→ EXERCISE AIM
From the first line to the last, restate the data word for word.

→ INPUT RECORDS
PR #16419, opened 2025-12-30
[ET-VK][ez] Fix NaN propagation in binary div operations for padded texels

SS-JIA:
* #16420
* __->__ #16419

When the packed dimension size is not a multiple of 4, texture-backed
tensors have padding elements in the last texel. For division operations,
these padding regions contain 0/0 = NaN, which propagates through
subsequent reduction operations and corrupts results.

This fix adds conditional padding masking logic to binary_op shaders:
- Introduced MASK_PADDING codegen variable to binary_op.yaml
- Enabled MASK_PADDING=1 for binary_div and binary_floor_divide ops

→ WRITTEN ANSWER
PR #16419, opened 2025-12-30
[ET-VK][ez] Fix NaN propagation in binary div operations for padded texels

SS-JIA:
* #16420
* __->__ #16419

When the packed dimension size is not a multiple of 4, texture-backed
tensors have padding elements in the last texel. For division operations,
these padding regions contain 0/0 = NaN, which propagates through
subsequent reduction operations and corrupts results.

This fix adds conditional padding masking logic to binary_op shaders:
- Introduced MASK_PADDING codegen variable to binary_op.yaml
- Enabled MASK_PADDING=1 for binary_div and binary_floor_divide ops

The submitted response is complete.